*Task objective*
Count lines with "after" below; give only the number.

───── Data for review ─────

PR #1791, opened 2024-10-24
[SNOW-1739737] BUGFIX: Setting a default connection copies the connection from connections.toml to config.toml

sfc-gh-pjob:
### Pre-review checklist

### Changes description
  * Changed scope of unit tests' `test_snowcli_config` fixture from `session` to `function` to avoid side effects between tests.
  * Added an unit test confirming the bug
  * Bugfix in `config.py`. We were saving whole content of "conf file cache" to `config.toml`. Now we're saving connections to `connections.toml` if that file exists.

### Bug description
  * Conditions:
    * No connections in `config.toml`
    * Only one connection in `connections.toml` (“dev” connection)
    * Invoked command: `snow connection set-default "dev"`
  * Incorrect behaviour:
    * Default connection was changed correctly but “dev” connection details were copied from `connections.toml` to `config.toml`. User may don’t want to keep connection secrets in config.toml so IMO it looks like security issue.
  * Reason:
    * We were saving whole content of "conf file cache" to `config.toml` forgetting about existence of connections.toml as a source of connections.

### DIFF
--- a/src/snowflake/cli/api/config.py
+++ b/src/snowflake/cli/api/config.py
@@ -345,6 +345,9 @@ def _dump_config(config_and_connections: Dict):
 
     if CONNECTIONS_FILE.exists():
         # update connections in connections.toml
+        # it will add only connections (maybe updated) which were originally read from connections.toml
+        # it won't add connections from config.toml
+        # because config manager doesn't have connections from config.toml if connections.toml exists
         _update_connections_toml(config_and_connections.get("connections") or {})
         # to config.toml save only connections from config.toml
         connections_to_save_in_config_toml = _read_config_file_toml().get("connections")
--- a/src/snowflake/cli/api/config.py
+++ b/src/snowflake/cli/api/config.py
@@ -340,12 +340,12 @@ def _get_envs_for_path(*path) -> dict:
     }
 
 
-def _dump_config(whole_conf_cache: Dict):
-    config_toml_dict = whole_conf_cache.copy()
+def _dump_config(config_and_connections: Dict):
+    config_toml_dict = config_and_connections.copy()
 
     if CONNECTIONS_FILE.exists():
         # update connections in connections.toml
-        _update_connections_toml(whole_conf_cache.get("connections") or {})
+        _update_connections_toml(config_and_connections.get("connections") or {})
         # to config.toml save only connections from config.toml
         connections_to_save_in_config_toml = _read_config_file_toml().get("connections")
         config_toml_dict["connections"] = connections_to_save_in_config_toml
@@ -383,13 +383,11 @@ def get_feature_flags_section() -> Dict[str, bool | Literal["UNKNOWN"]]:
 
 
 def _read_config_file_toml() -> dict:
-    with open(CONFIG_MANAGER.file_path, "r") as f:
-        return tomlkit.loads(f.read()).unwrap()
+    return tomlkit.loads(CONFIG_MANAGER.file_path.read_text())
 
 
 def _read_connections_toml() -> dict:
-    with open(CONNECTIONS_FILE, "r") as f:
-        return tomlkit.loads(f.read()).unwrap()
+    return tomlkit.loads(CONNECTIONS_FILE.read_text())
 
 
 def _update_connections_toml(connections: dict):
--- a/src/snowflake/cli/api/config.py
+++ b/src/snowflake/cli/api/config.py
@@ -340,9 +340,18 @@ def _get_envs_for_path(*path) -> dict:
     }
 
 
-def _dump_config(conf_file_cache: Dict):
+def _dump_config(whole_conf_cache: Dict):
+    config_toml_dict = whole_conf_cache.copy()
+
+    if CONNECTIONS_FILE.exists():
+        # update connections in connections.toml
+        _update_connections_toml(whole_conf_cache.get("connections") or {})
+        # to config.toml save only connections from config.toml
+        connections_to_save_in_config_toml = _read_config_file_toml().get("connections")
+        config_toml_dict["connections"] = connections_to_save_in_config_toml
+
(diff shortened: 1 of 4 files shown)


tests/testing_utils/fixtures.py
```diff
@@ -268,7 +268,7 @@ def temp_directory_for_app_zip(temp_dir) -> Generator:
     yield temp_dir.name
 
 
-@pytest.fixture(scope="session")
+@pytest.fixture(scope="function")
```
sfc-gh-pjob, line 271: Changed scope of unit tests' `test_snowcli_config` fixture from `session` to `function` to avoid side effects between tests.

tests/test_config.py
```diff
@@ -223,6 +224,78 @@ def test_not_found_default_connection_from_evn_variable(test_root_path):
...
+            "asdf_b": {
+                "database": "asdf_b_database",
+                "user": "asdf_b",
+                "account": "asdf_b",
+            },
+        }
+
+    assert_correct_connections_loaded()
+
+    with open(connections_toml) as f:
```
sfc-gh-pjob, line 265: A lot of assertions to be sure that everything lands where it belongs.

tests/test_config.py
```diff
@@ -223,6 +224,78 @@ def test_not_found_default_connection_from_evn_variable(test_root_path):
...
+    [asdf_b]
+    database = "asdf_b_database"
+    user = "asdf_b"
+    account = "asdf_b"
+    """
+    )
+    config_init(test_snowcli_config)
+    set_config_value(section=None, key="default_connection_name", value="asdf_b")
+
+    def assert_correct_connections_loaded():
```
sfc-gh-pjob, line 248: Used 2 times:
* after setting `default_connection_name` to be sure that everything is ok in the memory at that moment
* after reinit of the config from the file to be sure that loading from file still is ok

src/snowflake/cli/api/config.py
```diff
@@ -340,9 +340,18 @@ def _get_envs_for_path(*path) -> dict:
     }
 
 
-def _dump_config(conf_file_cache: Dict):
+def _dump_config(whole_conf_cache: Dict):
```
sfc-gh-pjob, line 343: The whole fix is here

src/snowflake/cli/api/config.py
```diff
@@ -373,6 +382,11 @@ def _bool_or_unknown(value):
     return {k: _bool_or_unknown(v) for k, v in flags.items()}
 
 
+def _read_config_file_toml() -> dict:
+    with open(CONFIG_MANAGER.file_path, "r") as f:
+        return tomlkit.loads(f.read()).unwrap()
```
sfc-gh-mraba, line 387:
```suggestion
    return tomlkit.loads(CONFIG_MANAGER.file_path.read_text())
```

tests/test_config.py
sfc-gh-mraba: What do you think about reflecting this comments in test code by splitting in functions?
This may help in future read the code without searching for PR.

src/snowflake/cli/api/config.py
```diff
@@ -340,9 +340,18 @@ def _get_envs_for_path(*path) -> dict:
     }
 
 
-def _dump_config(conf_file_cache: Dict):
+def _dump_config(whole_conf_cache: Dict):
+    config_toml_dict = whole_conf_cache.copy()
+
+    if CONNECTIONS_FILE.exists():
+        # update connections in connections.toml
+        _update_connections_toml(whole_conf_cache.get("connections") or {})
```
sfc-gh-turbaszek, line 348: Won't it add all connections from config.toml to connections.toml?

src/snowflake/cli/api/config.py
```diff
@@ -340,9 +340,18 @@ def _get_envs_for_path(*path) -> dict:
     }
 
 
-def _dump_config(conf_file_cache: Dict):
+def _dump_config(whole_conf_cache: Dict):
+    config_toml_dict = whole_conf_cache.copy()
```
sfc-gh-turbaszek, line 344: Can we replace `whole` with something like `config_and_connections`?

sfc-gh-pjob: Done :)

src/snowflake/cli/api/config.py
sfc-gh-pjob: No, it won't. It will add only connections loaded to config manager and if CONNECTIONS_FILE exists then there will be no config.toml connections there (in the manager).

There is a test assertion for it (that "jwt" connection from config.toml isn't copied to connections.toml): https://github.com/snowflakedb/snowflake-cli/pull/1791/files#diff-da24b355349b53e4c8047034767d008e4c2ce9ea6c8933a3acd50d0828f00528R276

src/snowflake/cli/api/config.py
sfc-gh-pjob: Done - for this file and few lines later for connections.toml :)

tests/test_config.py
sfc-gh-pjob: IMO it won't help in the case of this test. IMO it only increase complexity of reading.

I added comments to PR only to simplify your reviews but IMO they are not required to read the code because these are not complicated changes.

Anyway I added one more comment line in the test case to make it more explanatory.

src/snowflake/cli/api/config.py
sfc-gh-turbaszek: Let's add this comment. Imho it's not obvious that only connection.toml connections are loaded when both files are present and ahve connection details

sfc-gh-pjob: Done :)

sfc-gh-turbaszek (approved):

sfc-gh-mraba (approved):

PR #1796, opened 2024-10-25
Move usage telemetry to post_execute callback

sfc-gh-turbaszek:
### Pre-review checklist

### Changes description
Move telemetry sending to post execute callback to improve behavior in cases like `snow connection set-default`

### DIFF
--- a/src/snowflake/cli/api/commands/snow_typer.py
+++ b/src/snowflake/cli/api/commands/snow_typer.py
@@ -125,10 +125,7 @@ class SnowTyper(typer.Typer):
         Pay attention to make this method safe to use if performed operations are not necessary
         for executing the command in proper way.
         """
-        from snowflake.cli._app.telemetry import log_command_usage
-
         log.debug("Executing command pre execution callback")
-        log_command_usage(execution)
         if require_warehouse and not SqlExecutionMixin().session_has_warehouse():
             raise ClickException(
                 "The command requires warehouse. No warehouse found in current connection."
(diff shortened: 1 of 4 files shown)


tests/app/test_telemetry.py
```diff
@@ -174,7 +174,7 @@ def test_failing_executing_command_sends_telemetry_data(
     # The method is called with a TelemetryData type, so we cast it to dict for simpler comparison
     result_command_event = (
         mock_conn.return_value._telemetry.try_add_log_to_batch.call_args_list[  # noqa: SLF001
-            1
+            0
```
sfc-gh-pjob, line 177: Why this change in the test was required?
Does it mean that failing command won't send telemetry data?

sfc-gh-turbaszek: It will, but it will first send error then usage info. The change is caused by the order of callbacks (pre, error, post). By moving usage from pre to post we changed the events order.

src/snowflake/cli/api/connections.py
```diff
@@ -80,6 +80,7 @@ def update(self, **updates):
             setattr(self, key, value)
 
     def update_from_config(self) -> ConnectionContext:
+        self.validate_and_complete()
```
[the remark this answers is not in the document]
sfc-gh-turbaszek: Sending telemetry data before execution was causing creation of connection, including connection name resolution (for example falling back to default conn). This method is called first here because it resolves `self.connection_name`. Without calling it the value is `None`

sfc-gh-pjob (approved):

sfc-gh-fcampbell (approved):

src/snowflake/cli/api/commands/snow_typer.py
```diff
@@ -166,9 +163,14 @@ def post_execute(execution: ExecutionMetadata):
...
         """
-        from snowflake.cli._app.telemetry import flush_telemetry, log_command_result
+        from snowflake.cli._app.telemetry import (
+            flush_telemetry,
+            log_command_result,
+            log_command_usage,
+        )
 
         log.debug("Executing command post execution callback")
+        log_command_usage(execution)
```
sfc-gh-melnacouzi, line 173: does this mean that commands that do not require connection will not be logged anymore?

─────

*Response box*
2